Выбрать главу

Я все время хочу кругом, боясь подойти к самому центру. Я говорю: «одинаково верю», «экзистенциально чувствую», «наиболее экзистенциальны для меня», «чувствую невозможность не воскресения», но на вопрос: верю ли я в телесное воскресение Христа? — прямо не отвечаю, боюсь ответить.

Хомяков различал веру и верование. Я не помню точно, как он проводил это различие, возможно так: «верю» — полная, живая вера, исключающая всякую даже возможность сомнения. «Верую» — живая вера, включающая со страхом и трепетом некоторое сомнение. Но здесь я должен внести некоторые поправки. И в полной вере, вере, в которую верят, есть страх и трепет: страх Божий — начало веры (Пс.). Всякий страх, кроме страха Божьего, — демонизм и грех, Христос в «победе, победившей мир» (1 Ин.) — победил и страх. Но и страх Божий Христос преобразовал: «...я у же не называю вас рабами, но друзьями...» (Ин.) — Христос делает меня Своим другом. Но вера, которая не верит? Она — предел всякого сомнения, полное сомнение, полная безнадежность, полное сокрушение духа, вера, которая только вопит громким голосом: Эли, Эли, ламма савахфани, — самая сильная вера, движущая горами, воскресившая Христа телесно как человека, потому что как Бог Он и не умирал. Тогда можно ли сказать, что верование или вера, включающая со страхом и трепетом некоторое сомнение, слабее полной веры? Или я снова только оправдываюсь от маловерия и слабости веры? Или слабость веры и есть ее сила — «сила Моя совершается в немощи»? Или от страха и трепета отдаляю ответ, хожу кругом, боюсь ответить?
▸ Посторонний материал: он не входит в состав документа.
PR #5129, opened 2026-07-20
 Add 6 param warp search in winner mode by tid 

jadhuran:
Enable winner motion mode.

Based on tid threshold, choose to perform six parameter warp searches in either winner mode or rough mode.

Tests - cpu-used =1
Results (RA):

A1 - 17 frames
A2 - 33 frames

```
| A1      | -0.01% | 0.02%  | 0.08%  | -0.01% | 98.2%    | 100%     |
| A2      | 0.01%  | -0.07% | -0.01% | 0.01%  | 98.4%    | 101%     |
```

### DIFF
--- a/av2/encoder/rdopt.c
+++ b/av2/encoder/rdopt.c
@@ -1651,7 +1651,7 @@ static INLINE int select_modes_to_search(const AV2_COMP *const cpi,
   // the motion_mode_for_winner_cand speed feature, avoid searching it again.
   if (cpi->sf.winner_mode_sf.motion_mode_for_winner_cand) {
     if (!eval_motion_mode) {
-      modes_to_search = (1 << SIMPLE_TRANSLATION);
+      modes_to_search |= (1 << SIMPLE_TRANSLATION);
     } else {
       // Skip translation, as will have already been evaluated
       modes_to_search &= ~(1 << SIMPLE_TRANSLATION);
@@ -2533,7 +2533,8 @@ static AVM_INLINE int handle_warp_delta_mode(
     MB_MODE_INFO_EXT *mbmi_ext, HandleInterModeArgs *args, int64_t ref_best_rd,
     const BUFFER_SET *orig_dst, int_mv *previous_mvs,
     warp_mode_info_array *prev_best_models, int org_warp_inter_intra,
-    int rate2_nocoeff, int rate_mv0, int *tmp_rate_mv, int *tmp_rate2) {
+    int rate2_nocoeff, int rate_mv0, int *tmp_rate_mv, int *tmp_rate2,
+    int eval_motion_mode) {
   const AV2_COMMON *cm = &cpi->common;
   MACROBLOCKD *xd = &x->e_mbd;
   const int mi_row = xd->mi_row;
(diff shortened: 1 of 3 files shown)


av2/encoder/rdopt.c
```diff
@@ -8327,8 +8343,16 @@ static void tx_search_best_inter_candidates(
 }
 
 // Indicates number of winner simple translation modes to be used
-static const unsigned int num_winner_motion_modes[3] = { 0, 10, 3 };
-
+static const unsigned int num_winner_motion_modes[3] = { 0, 10, 6 };
+
+// Returns true if a mode is added to the winner mode check.
+static AVM_INLINE int is_check_in_winner(AV2_COMP *cpi,
+                                         MB_MODE_INFO *const mbmi) {
```
yeqing-wu: is_check_in_winner params should be const — reads only. Thus it is better to add const for both of parameters

av2/encoder/speed_features.c
```diff
@@ -359,6 +359,12 @@ static void set_good_speed_features_framesize_independent(
     // Cap the DRL depth for a fresh single-ref NEWMV search; reuse the
     // nearest searched result beyond the cap.
     sf->mv_sf.newmv_drl_search_limit = 2;
+    sf->part_sf.enable_six_param_warp_in_winner_mode = 1;
+    if (sf->part_sf.enable_six_param_warp_in_winner_mode) {
```
yeqing-wu: Is this condition truly necessary?

av2/encoder/speed_features.h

Со страхом и трепетом отвечаю:

верю в Бога Отца и Сына и Святого Духа, верю, что Слово стало плотью, пришло к своим и свои не признали Его, верю, что Иисус, сын Марии и, как думали, Иосифа, был Сыном человеческим и Сыном Божиим, Словом, ставшим плотью, распят и умер при Понтии Пилате, со страхом, трепетом и надеждой верую, что в третий день Он воскрес, телесно воскрес, являлся к ученикам и потом вернулся к Своему Отцу.